▶ Input for this task:
Issue #341, opened 2016-10-07
Need rules for combining transceiver direction with offered directional attribute.


taylor-b:
The steps for createAnswer say each m= section must contain:

> o  A direction attribute which is the same as that of the associated
      transceiver.

But this doesn't take into account the directional attribute in the offer.

Imagine the following sequence of operations:

pc.setRemoteDescription(offer_with_sendonly_msection);
transceiver.setDirection("sendrecv");
pc.createAnswer();

Even though the transceiver's direction is "sendrecv", the answer must contain "recvonly", and the application must perform another offer/answer to change the negotiated direction.

juberti:
Peter/Taylor - can you look into this before Friday (10/21)?

taylor-b:
I'm gonna start making a PR now.

juberti:
Fixed in commit 490ca75 (manual marge of an updated version of Taylor's PR).

PR #357, opened 2016-10-20
Adding back a direction attribute table for answers.

taylor-b:
Needed because the direction set on the RtpTransceiver may be outside
the bounds of what was in the remote offer.

Fixes issue #341.

### DIFF
--- a/draft-ietf-rtcweb-jsep.xml
+++ b/draft-ietf-rtcweb-jsep.xml
@@ -1990,8 +1990,8 @@ candidate:1 1 UDP 1694498815 192.0.2.33 10000 typ host
               the dummy value "9 IN IP4 0.0.0.0", because no candidates
               have yet been gathered.</t>
 
-              <t>A direction attribute which is the same as that of the
-              associated transceiver.</t>
+              <t>A direction attribute for the associated RtpTransceiver,
+              described by <xref target="sec.answer-dirattr"></xref>.</t>
 
               <t>For each media format on the m= line,
               "a=rtpmap" and "a=fmtp" lines, as specified in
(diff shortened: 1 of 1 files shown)


draft-ietf-rtcweb-jsep.xml
```diff
@@ -2824,6 +2824,35 @@ candidate:1 1 UDP 1694498815 192.0.2.33 10000 typ host
...
+                     |  sendrecv  |  sendonly  |  recvonly  |  inactive  |
+    +---+------------+------------+------------+------------+------------+
+    |   |  sendrecv  |  sendrecv  |  sendonly  |  recvonly  |  inactive  |
+    | o +------------+------------+------------+------------+------------+
+    | f |  sendonly  |  recvonly  |  inactive  |  recvonly  |  inactive  |
+    | f +------------+------------+------------+------------+------------+
+    | e |  recvonly  |  sendonly  |  sendonly  |  inactive  |  inactive  |
+    | r +------------+------------+------------+------------+------------+
+    |   |  inactive  |  inactive  |  inactive  |  inactive  |  inactive  |
+    +---+------------+------------+------------+------------+------------+
```
taylor-b: I opted for a hand-drawn table, since this lets us get away with a 5x5 table instead of a 3x17 flattened table (one row for each combination).

I considered just writing "choose the directional attribute that's the closest match to the RtpTransceiver's direction within the set of allowed values." But I thought maybe "closest match" would be too vague.

juberti: This looks good to me, but not sure it needs its own section. I think it might be best to simply include this inline where it is referenced.

taylor-b: I couldn't figure out how to put a drawing inside a bulleted list and have the HTML turn out right. Any suggestions? Maybe this is the problem Peter ran into (I just copied his old commit and changed the contents of the table).

draft-ietf-rtcweb-jsep.xml
```diff
@@ -2824,6 +2824,35 @@ candidate:1 1 UDP 1694498815 192.0.2.33 10000 typ host
...
           </section>
         </section>
+        <section title="Direction Attribute in Answers"
+        anchor="sec.answer-dirattr">
+
+          <t><xref target="RFC3264"></xref> direction attributes
+          (defined in Section 6.1) in answers are chosen according to
+          the direction attribute in the remote offer and the direction
+          of the corresponding RtpTransceiver, by choosing the
+          intersection of the two directions in the following table:</t>
```
ekr: I had always assumed the algorithm was as follows:

enum {
  inactive = 0,
  sendonly = 1,
  recevonly = 2,
  sendrecv =3
};

int transceiver;   // How the transceiver is set
int offer;             // How the offer was set

int offer_swapped = (offer & 1) << 1  | (offer & 2) >> 1
answer = offer_swapped & transceiver;

Is this right?

draft-ietf-rtcweb-jsep.xml
```diff
@@ -1990,8 +1990,13 @@ candidate:1 1 UDP 1694498815 192.0.2.33 10000 typ host
               the dummy value "9 IN IP4 0.0.0.0", because no candidates
               have yet been gathered.</t>
 
-              <t>A direction attribute which is the same as that of the
-              associated transceiver.</t>
+              <t>A direction attribute, determined by intersecting the
+              direction of the associated RtpTransceiver with the 
+              rules regarding the offer direction specified
+              in <xref target="RFC3264" />, Section 6.1. For example,
```
ekr: This prose feels a bit clunky though I'm not entirely sure what the best prose would be.

Perhaps "determined by applying the rules for offer direction specified in [...] and then intersecting with the direction of the associated RtpTransceiver"

juberti:
Manually merged in commit 490ca75.

Issue #353, opened 2016-10-08
Resolve TODO: Implementation requirements


juberti:
https://tools.ietf.org/html/draft-ietf-rtcweb-jsep-16#section-5.1.1

```
R-16  TODO: any others?
```

juberti:
R-10 (a=ssrc) should probably be removed or adjusted to reflect the fact that JSEP won't generate these lines.

fluffy:
We need to look at the PR started on this and see if this is something we want to do or if we should go the direction of just calling out the non obvious implementation requirements here.

fluffy:
This seems fixed. Closing it

juberti:
Cullen to inspect document and ensure all relevant SDP RFCs are cited in the generating/parsing offer/answer sections (using full list in #360)

juberti:
Is this resolved by #577?

juberti:
Yes. Closing.

PR #360, opened 2016-10-21
start adding missing refs

fluffy:
Fixes https://github.com/rtcweb-wg/jsep/issues/353


fluffy:
Plan is to eventually kill this PR and not merge it but left around for a bit till we figure out what parts of it need to go elsewhere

▶ Task item:
Print again each line of the listing above, exactly as it appears.

▶ Answer section:
Issue #341, opened 2016-10-07
Need rules for combining transceiver direction with offered directional attribute.


taylor-b:
The steps for createAnswer say each m= section must contain:

> o  A direction attribute which is the same as that of the associated
      transceiver.

But this doesn't take into account the directional attribute in the offer.

Imagine the following sequence of operations:

pc.setRemoteDescription(offer_with_sendonly_msection);
transceiver.setDirection("sendrecv");
pc.createAnswer();

Even though the transceiver's direction is "sendrecv", the answer must contain "recvonly", and the application must perform another offer/answer to change the negotiated direction.

juberti:
Peter/Taylor - can you look into this before Friday (10/21)?

taylor-b:
I'm gonna start making a PR now.

juberti:
Fixed in commit 490ca75 (manual marge of an updated version of Taylor's PR).

PR #357, opened 2016-10-20
Adding back a direction attribute table for answers.

taylor-b:
Needed because the direction set on the RtpTransceiver may be outside
the bounds of what was in the remote offer.

Fixes issue #341.

### DIFF
--- a/draft-ietf-rtcweb-jsep.xml
+++ b/draft-ietf-rtcweb-jsep.xml
@@ -1990,8 +1990,8 @@ candidate:1 1 UDP 1694498815 192.0.2.33 10000 typ host
               the dummy value "9 IN IP4 0.0.0.0", because no candidates
               have yet been gathered.</t>
 
-              <t>A direction attribute which is the same as that of the
-              associated transceiver.</t>
+              <t>A direction attribute for the associated RtpTransceiver,
+              described by <xref target="sec.answer-dirattr"></xref>.</t>
 
               <t>For each media format on the m= line,
               "a=rtpmap" and "a=fmtp" lines, as specified in
(diff shortened: 1 of 1 files shown)


draft-ietf-rtcweb-jsep.xml
```diff
@@ -2824,6 +2824,35 @@ candidate:1 1 UDP 1694498815 192.0.2.33 10000 typ host
...
+                     |  sendrecv  |  sendonly  |  recvonly  |  inactive  |
+    +---+------------+------------+------------+------------+------------+
+    |   |  sendrecv  |  sendrecv  |  sendonly  |  recvonly  |  inactive  |
+    | o +------------+------------+------------+------------+------------+
+    | f |  sendonly  |  recvonly  |  inactive  |  recvonly  |  inactive  |
+    | f +------------+------------+------------+------------+------------+
+    | e |  recvonly  |  sendonly  |  sendonly  |  inactive  |  inactive  |
+    | r +------------+------------+------------+------------+------------+
+    |   |  inactive  |  inactive  |  inactive  |  inactive  |  inactive  |
+    +---+------------+------------+------------+------------+------------+
```
taylor-b: I opted for a hand-drawn table, since this lets us get away with a 5x5 table instead of a 3x17 flattened table (one row for each combination).

I considered just writing "choose the directional attribute that's the closest match to the RtpTransceiver's direction within the set of allowed values." But I thought maybe "closest match" would be too vague.

juberti: This looks good to me, but not sure it needs its own section. I think it might be best to simply include this inline where it is referenced.

taylor-b: I couldn't figure out how to put a drawing inside a bulleted list and have the HTML turn out right. Any suggestions? Maybe this is the problem Peter ran into (I just copied his old commit and changed the contents of the table).

draft-ietf-rtcweb-jsep.xml
```diff
@@ -2824,6 +2824,35 @@ candidate:1 1 UDP 1694498815 192.0.2.33 10000 typ host
...
           </section>
         </section>
+        <section title="Direction Attribute in Answers"
+        anchor="sec.answer-dirattr">
+
+          <t><xref target="RFC3264"></xref> direction attributes
+          (defined in Section 6.1) in answers are chosen according to
+          the direction attribute in the remote offer and the direction
+          of the corresponding RtpTransceiver, by choosing the
+          intersection of the two directions in the following table:</t>
```
ekr: I had always assumed the algorithm was as follows:

enum {
  inactive = 0,
  sendonly = 1,
  recevonly = 2,
  sendrecv =3
};

int transceiver;   // How the transceiver is set
int offer;             // How the offer was set

int offer_swapped = (offer & 1) << 1  | (offer & 2) >> 1
answer = offer_swapped & transceiver;

Is this right?

draft-ietf-rtcweb-jsep.xml
```diff
@@ -1990,8 +1990,13 @@ candidate:1 1 UDP 1694498815 192.0.2.33 10000 typ host
               the dummy value "9 IN IP4 0.0.0.0", because no candidates
               have yet been gathered.</t>
 
-              <t>A direction attribute which is the same as that of the
-              associated transceiver.</t>
+              <t>A direction attribute, determined by intersecting the
+              direction of the associated RtpTransceiver with the 
+              rules regarding the offer direction specified
+              in <xref target="RFC3264" />, Section 6.1. For example,
```
ekr: This prose feels a bit clunky though I'm not entirely sure what the best prose would be.

Perhaps "determined by applying the rules for offer direction specified in [...] and then intersecting with the direction of the associated RtpTransceiver"

juberti:
Manually merged in commit 490ca75.

Issue #353, opened 2016-10-08
Resolve TODO: Implementation requirements


juberti:
https://tools.ietf.org/html/draft-ietf-rtcweb-jsep-16#section-5.1.1

```
R-16  TODO: any others?
```

juberti:
R-10 (a=ssrc) should probably be removed or adjusted to reflect the fact that JSEP won't generate these lines.

fluffy:
We need to look at the PR started on this and see if this is something we want to do or if we should go the direction of just calling out the non obvious implementation requirements here.

fluffy:
This seems fixed. Closing it

juberti:
Cullen to inspect document and ensure all relevant SDP RFCs are cited in the generating/parsing offer/answer sections (using full list in #360)

juberti:
Is this resolved by #577?

juberti:
Yes. Closing.

PR #360, opened 2016-10-21
start adding missing refs

fluffy:
Fixes https://github.com/rtcweb-wg/jsep/issues/353


fluffy:
Plan is to eventually kill this PR and not merge it but left around for a bit till we figure out what parts of it need to go elsewhere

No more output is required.